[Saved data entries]
*-*-*
PR #1705, opened 2023-04-18
Refactor some runners to set transport level options

b-deam:
With this commit we fix a bug that prevented any runner using the low
level `perform_request()` ES client method, and `_transport_request_params()`
helper method from passing in the `request-timeout` parameter.

Relates https://github.com/elastic/rally/issues/1673 
Relates https://github.com/elastic/rally-tracks/issues/393

Note that there's still follow up work to be done to refactor the remaining runners, specifically around overriding the client's `options()` method to handle the `distribution_version` param to support REST compatibility headers as discussed in https://github.com/elastic/rally/issues/1673, but that will only affect us when 9.x is released.

### DIFF
--- a/esrally/driver/runner.py
+++ b/esrally/driver/runner.py
@@ -204,16 +204,29 @@ class Runner:
         # filter Nones
         return dict(filter(lambda kv: kv[1] is not None, full_result.items()))
 
-    def _transport_request_params(self, params):
+    @staticmethod
+    def _transport_request_params(params):
+        """
+        Takes all of a runner's params and splits out request parameters, transport
+        level parameters, and headers into their own respective dicts.
+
*-*-*
Directions: Repeat only the lines starting at the one that contains "# filter Nones" and ending at the last line above, exactly as written.

Expected answer:
         # filter Nones
         return dict(filter(lambda kv: kv[1] is not None, full_result.items()))
 
-    def _transport_request_params(self, params):
+    @staticmethod
+    def _transport_request_params(params):
+        """
+        Takes all of a runner's params and splits out request parameters, transport
+        level parameters, and headers into their own respective dicts.
+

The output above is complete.